:: Assignment ::
What is needed is an exact copy of all the data.

═══ Input data ═══

PR #96, opened 2016-11-01
Improve logic around deployment of the knowledge repo.

matthewwardrop:
This patch set improves the deployment process, in part based on work by @yolken. Where possible, it does not write out temporary files but instead just launches gunicorn from within-process. This is useful when trying to compile knowledge_repo into a standalone executable format (such as pex).

This solves #97.

### DIFF
--- a/knowledge_repo/app/deploy/common.py
+++ b/knowledge_repo/app/deploy/common.py
@@ -1,0 +1,86 @@
+import os
+import types
+import inspect
+import textwrap
+from abc import abstractmethod
+from future.utils import with_metaclass
+
+from knowledge_repo import KnowledgeRepository
+from knowledge_repo.utils.registry import SubclassRegisteringABCMeta
+
+
+def get_app_builder(uris, debug, db_uri, config, **kwargs):
+    def get_app():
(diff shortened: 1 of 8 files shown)


knowledge_repo/app/deploy/common.py
```diff
@@ -0,0 +1,104 @@
...
+        # Repository uris will break as above (but less often since they are not often written too), but will also
+        # end up being a separate repository per thread; breaking consistency of presented content.
+
+        app = app or self.app
+
+        index_db = app.config['SQLALCHEMY_DATABASE_URI']
+        if index_db.startswith('sqlite://') and ':memory:' not in index_db:
+            return False
+
+        for uri in app.repository.uris.values():
```
danfrankj: if the app only has one repository, what is uris set to?

danfrankj:
one question about making sure we're supporting single repositories and then LGTM

knowledge_repo/app/deploy/common.py
matthewwardrop: The `uris` attribute is always a dictionary mapping "mountpoints" to urls. It was created with this kind of problem in mind :).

═══

:: Task solution ::
PR #96, opened 2016-11-01
Improve logic around deployment of the knowledge repo.

matthewwardrop:
This patch set improves the deployment process, in part based on work by @yolken. Where possible, it does not write out temporary files but instead just launches gunicorn from within-process. This is useful when trying to compile knowledge_repo into a standalone executable format (such as pex).

This solves #97.

### DIFF
--- a/knowledge_repo/app/deploy/common.py
+++ b/knowledge_repo/app/deploy/common.py
@@ -1,0 +1,86 @@
+import os
+import types
+import inspect
+import textwrap
+from abc import abstractmethod
+from future.utils import with_metaclass
+
+from knowledge_repo import KnowledgeRepository
+from knowledge_repo.utils.registry import SubclassRegisteringABCMeta
+
+
+def get_app_builder(uris, debug, db_uri, config, **kwargs):
+    def get_app():
(diff shortened: 1 of 8 files shown)


knowledge_repo/app/deploy/common.py
```diff
@@ -0,0 +1,104 @@
...
+        # Repository uris will break as above (but less often since they are not often written too), but will also
+        # end up being a separate repository per thread; breaking consistency of presented content.
+
+        app = app or self.app
+
+        index_db = app.config['SQLALCHEMY_DATABASE_URI']
+        if index_db.startswith('sqlite://') and ':memory:' not in index_db:
+            return False
+
+        for uri in app.repository.uris.values():
```
danfrankj: if the app only has one repository, what is uris set to?

danfrankj:
one question about making sure we're supporting single repositories and then LGTM

knowledge_repo/app/deploy/common.py
matthewwardrop: The `uris` attribute is always a dictionary mapping "mountpoints" to urls. It was created with this kind of problem in mind :).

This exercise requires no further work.